# My new birdroom and aviary...



## poohdog (May 16, 2010)

Just been set up for 3 weeks...30 feet long with open and insulated winter quarters...Got a few nesting and on eggs..too soon to see any results yet.
I've got...Diamond doves,Star finches,Bichenoes,Diamond sparrows,Gouldians,Bourkes parakeets,Quail,Bengalese,Hecks grassfinches.


----------



## Tapir (Mar 20, 2010)

oh my gosh that is amazing! really posh :thumbup: beautiful birds too


----------



## deb53 (Jun 4, 2009)

Wow that looks absolutly amazing :thumbup:


----------



## JANICE199 (Feb 1, 2008)

*That is one fantastic looking aviary.You have obviously put a lot of thought into it.Well done.*


----------



## shaz179 (May 14, 2010)

Very nice, both birds and there home. Stunning colours on the birds :thumbup:


----------



## poohdog (May 16, 2010)

shaz179 said:


> Very nice, both birds and there home. Stunning colours on the birds :thumbup:


Try this one....A gouldian finch originally from Australia...


----------



## Petitepuppet (May 30, 2009)

poohdog said:


> Try this one....A gouldian finch originally from Australia...

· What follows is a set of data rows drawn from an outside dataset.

PR #1487, opened 2025-09-17
OCPEDGE-2097: Add pacemaker health check for ExternalEtcd clusters

jaypoulz:
Add pacemaker cluster health monitoring for Two Node Fencing deployments:

- PacemakerCluster CRD for status representation
- Status collector CronJob (parses pcs status xml, updates CR)
- Health check controller (monitors CR, sets operator conditions)
- Kubernetes events for fencing history and resource failures

The operator is marked degraded when nodes are offline, critical
resources are not running, fencing is unavailable, or status is stale.


pkg/tnf/pacemaker/healthcheck.go
```diff
@@ -0,0 +1,656 @@
...
+const (
+	// Time windows for detecting recent events
+	FailedActionTimeWindow = 5 * time.Minute
+	FencingEventTimeWindow = 24 * time.Hour
+
+	// Resync interval for health check controller
+	HealthCheckResyncInterval = 30 * time.Second
+
+	// Expected number of nodes in ExternalEtcd cluster
+	ExpectedNodeCount = 2
```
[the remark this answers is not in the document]
jaypoulz: ExpectedNodeCount is important to the design of Two-Node OpenShift with Fencing. Pacemaker is expected to be managing clusters of exactly 2 nodes. The only exception to this is during node replacement events. There is a brief moment where one of the nodes will be removed from pacemaker in order to replace it with a fresh node.

pkg/tnf/pacemaker/healthcheck.go
```diff
@@ -0,0 +1,656 @@
...
+	if len(result.Nodes.Node) == 0 {
+		status.Errors = append(status.Errors, "No nodes found")
+		return
+	}
+
+	// Check if we have the expected number of nodes.
+	// This should almost always be 2, but 1 node is possible during a control-plane node replacement event.
+	if len(result.Nodes.Node) != ExpectedNodeCount {
+		status.Warnings = append(status.Warnings, fmt.Sprintf("Expected %d nodes, found %d", ExpectedNodeCount, len(result.Nodes.Node)))
+	}
```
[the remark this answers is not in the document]
jaypoulz: ExpectedNode count is part of the design of Two Node OpenShift with fencing.
If you have more than 2 nodes or 0 that's an unexpected state. If you have 1 node, the only time that is expected is during node replacement events.

pkg/tnf/pacemaker/healthcheck.go
```diff
@@ -0,0 +1,656 @@
...
+
+	for _, node := range result.Nodes.Node {
+		if node.Online != NodeStatusOnline {
+			status.Errors = append(status.Errors, fmt.Sprintf("Node %s is not online", node.Name))
+		}
+	}
```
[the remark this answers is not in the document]
jaypoulz: This is the correct behavior for the PR. I've updated the commit message to explain that we considering standby nodes offline.

pkg/tnf/pacemaker/healthcheck.go
```diff
@@ -0,0 +1,657 @@
...
+
+	// Check if we have the expected number of nodes
+	if len(result.Nodes.Node) != ExpectedNodeCount {
+		status.Errors = append(status.Errors, fmt.Sprintf("Expected %d nodes, found %d", ExpectedNodeCount, len(result.Nodes.Node)))
+		allNodesOnline = false
+	}
+
```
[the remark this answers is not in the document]
jaypoulz: ExpectedNodeCount is core to the design of TNF. It should not be derived dynamically, because that would normalize regularly having more or less than 2 nodes in a two node cluster.

pkg/tnf/pacemaker/healthcheck.go
```diff
@@ -0,0 +1,657 @@
...
+}
+
+// newErrorHealthStatus creates a HealthStatus with Unknown status and an error message
+func newErrorHealthStatus(errMsg string) *HealthStatus {
+	return &HealthStatus{
+		OverallStatus: StatusUnknown,
+		Warnings:      []string{},
+		Errors:        []string{errMsg},
+	}
+}
```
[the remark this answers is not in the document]
jaypoulz: This is intentional.

pkg/tnf/pacemaker/healthcheck.go
```diff
@@ -0,0 +1,718 @@
...
+	}
+
+	if stderr != "" {
+		klog.Warningf("pcs status xml command produced stderr: %s", stderr)
+	}
+
+	// Validate XML size to prevent XML bombs
+	if len(stdout) > maxXMLSize {
+		return newUnknownHealthStatus(fmt.Sprintf("XML output too large: %d bytes (max: %d bytes)", len(stdout), maxXMLSize)), nil
+	}
```
clobrano: Note for the future. If the XML Bomb is a genuine risk, we might want to consider modifying the `exec` package to use `io.LimitReader` somehow. The current check prevents us to parse it, and it is good, but we still have the whole XML in memory at that point.

pkg/tnf/pacemaker/healthcheck.go
```diff
@@ -0,0 +1,718 @@
...
+		return err
+	}
+
+	// Update operator status conditions based on pacemaker status
+	if err := c.updateOperatorStatus(ctx, healthStatus); err != nil {
+		return err
+	}
+
+	// Record pacemaker health check events
+	c.recordHealthCheckEvents(healthStatus)
```
clobrano: Not sure how long does `recordHealthCheckEvents` take, but maybe we should pass the context here.

pkg/tnf/pacemaker/healthcheck.go
```diff
@@ -0,0 +1,718 @@
...
+			for _, operation := range resourceHistory.OperationHistory {
+				// Check for failed operations (rc != "0")
+				if operation.RC != operationRCSuccess || operation.RCText != operationRCTextSuccess {
+					// Parse the timestamp
+					t, err := time.Parse(pacemakerTimeFormat, operation.LastRCChange)
+					if err != nil {
+						klog.V(4).Infof("Failed to parse timestamp '%s' for operation %s on node %s: %v",
+							operation.LastRCChange, operation.Task, node.Name, err)
+						continue
+					}
```
clobrano: Shouldn't we worry about letting these errors slip through?

pkg/tnf/pacemaker/healthcheck.go
```diff
@@ -0,0 +1,718 @@
...
+
+	now := time.Now()
+
+	// Clean up old entries that are outside the longest deduplication window
+	maxWindow := eventDeduplicationWindowFencing
+	for key, timestamp := range c.recordedEvents {
+		if now.Sub(timestamp) > maxWindow {
+			delete(c.recordedEvents, key)
+		}
+	}
```
clobrano: This cleanup logic is currently nested inside the block that decides on item addition. Should we move it out? It feels like that cleanup step can be performed just once in `recordHealthCheckEvents` execution, not for every new item to add, did I misunderstand it?
UPDATE: now that I read it a little better, it seems to me that at each loop called in `recordHealthCheckEvents` we might delete events recorded in the previous loop.

pkg/tnf/pacemaker/healthcheck_test.go
```diff
@@ -0,0 +1,744 @@
...
+	now := time.Now()
+	recentTime := now.Add(-1 * time.Minute).UTC().Format("Mon Jan 2 15:04:05 2006")
+	recentTimeISO := now.Add(-1 * time.Minute).UTC().Format("2006-01-02 15:04:05.000000Z")
+
+	// Replace the placeholders in the template
+	xmlContent := strings.ReplaceAll(templateXML, "{{RECENT_TIMESTAMP}}", recentTime)
+	xmlContent = strings.ReplaceAll(xmlContent, "{{RECENT_TIMESTAMP_ISO}}", recentTimeISO)
+
+	return xmlContent
+}
```
clobrano: Cool! :)

pkg/tnf/pacemaker/healthcheck.go
```diff
@@ -0,0 +1,718 @@
...
+		Type:    conditionTypeDegraded,
+		Status:  operatorv1.ConditionTrue,
+		Reason:  reasonPacemakerUnhealthy,
+		Message: message,
+	}
+
+	return c.updateOperatorCondition(ctx, condition)
+}
+
+func (c *HealthCheck) clearDegradedCondition(ctx context.Context) error {
```
slintes: would it make sense to check the current degraded condition for its reason, to make sure we don't clear a degraded condition which wasn't set by this healthcheck? Not sure what best pratice is in such situations...

pkg/tnf/pacemaker/healthcheck.go
```diff
@@ -0,0 +1,718 @@
...
+	// Maximum XML size to prevent XML bombs (10MB)
+	maxXMLSize = 10 * 1024 * 1024
+
+	// Time formats for parsing Pacemaker timestamps
+	// Go's reference time: Mon Jan 2 15:04:05 MST 2006 (mnemonic: 1 2 3 4 5 6 7)
+	pacemakerTimeFormat      = "Mon Jan 2 15:04:05 2006"     // Format for operation history timestamps
+	pacemakerFenceTimeFormat = "2006-01-02 15:04:05.000000Z" // Format for fence event timestamps
+
+	// Pacemaker commands
+	pcsStatusXMLCommand = "sudo -n pcs status xml"
```
slintes: Huh wait... did you already try running this in cluster?
IIRC one of the reasons for using jobs for pcs commands was about permissions... 🤔

jaypoulz: Ah interesting. I'll do some testing today and get back to you

jaypoulz: So it doesn't work in an interesting way.
```
[ec2-user@aws-jpoulin-dev ~]$ oc logs pod/etcd-operator-554d7f6899-5wrp2 | grep health.go
E1015 15:16:40.477459       1 health.go:120] health check for member (master-0) failed: err(context deadline exceeded)
E1015 15:16:45.703453       1 health.go:120] health check for member (master-0) failed: err(context deadline exceeded)
E1015 15:19:04.918498       1 health.go:120] health check for member (master-1) failed: err(context deadline exceeded)
```

Why does it stop after 3 tries I wonder :P
I'll try to update via chron with privileges and see if I can get something working

bindata/tnfdeployment/cronjob.yaml
```diff
@@ -0,0 +1,47 @@
...
+                  cpu: 10m
+                  memory: 32Mi
+              securityContext:
+                privileged: true
+                allowPrivilegeEscalation: true
+          hostIPC: false
+          hostNetwork: false
+          hostPID: true
+          priorityClassName: system-node-critical
+          serviceAccountName: etcd-sa
```
slintes: Would it make sense to use the tnf-setup-manager SA. like we do in the other TNF jobs? That one also has the privileged securitycontextconstraints rule assigned, which I expect the pacemaker cronjob needs as well

pkg/tnf/pkg/jobs/cronjob_controller.go
```diff
@@ -0,0 +1,249 @@
...
+			commandBuilder.WriteString(", ")
+		}
+		commandBuilder.WriteString(fmt.Sprintf(`"%s"`, cmd))
+	}
+	commandBuilder.WriteString("]")
+	commandStr := commandBuilder.String()
+
+	// Track which line we're on to do context-aware replacement
+	lines := strings.Split(result, "\n")
+	for i, line := range lines {
```
slintes: tbh, I like using a `JobHookFunc` like in `runJobController()` much more than this string replacements... WDYT?

cmd/cluster-etcd-operator/main.go
```diff
@@ -78,6 +79,7 @@ func NewSSCSCommand(ctx context.Context) *cobra.Command {
 	cmd.AddCommand(requestbackup.NewRequestBackupCommand(ctx))
 	cmd.AddCommand(rev.NewRevCommand(ctx))
 	cmd.AddCommand(backuprestore.NewBackupServer(ctx))
+	cmd.AddCommand(pacemakerstatuscollector.NewPacemakerStatusCollectorCommand())
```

Wow:eek6: beautiful colours


----------



## 12jane (Jan 3, 2010)

wow! great set-up and birds


----------



## Waterlily (Apr 18, 2010)

omg mate that has to be the best bird set up I have seen :thumbup:


----------



## thegoldfincher (Mar 9, 2010)

If someday god would trasform me into a bird, can you host me??? :lol:
Nick


----------



## poohdog (May 16, 2010)

thegoldfincher said:


> If someday god would trasform me into a bird, can you host me??? :lol:
> Nick


No problems...

Keep going with the English Nick...bit hard to understand sometimes but I work out what you mean eventually :thumbup:

Better than my Italian


----------



## thegoldfincher (Mar 9, 2010)

poohdog said:


> No problems...
> 
> Keep going with the English Nick...bit hard to understand sometimes but I work out what you mean eventually :thumbup:
> 
> Better than my Italian


Belive me...It's very difficult to speak in english starting from a latin-based language... Imagine to write all sentences you got in mind with different verb order and conjugations... it's mad!!!! :eek6:

Thank you everybody work out to mean my sentences eventually 

Nick


----------



## sallybrunskill (Jun 14, 2009)

Stunning aviary


----------



## SpanishWaterDog&Reptiles! (Jun 20, 2010)

That looks great, you have some beautiful birds!


----------



## shaz179 (May 14, 2010)

poohdog said:


> Try this one....A gouldian finch originally from Australia...


STUNNING colours and so pretty :thumbup:


----------



## toby13 (Apr 5, 2008)

Absolutely amazing poohdog, i will know who to speek to now if i ever want any stock lol


----------



## Vicci (Aug 6, 2010)

It looks fantastic, well done


----------



## Kesimay (Sep 9, 2010)

Wow. . . . Stunning. . . . .Amazing. . . . .pleasegive mesome hints on how I can get my hubby to build me one of those :lol:


----------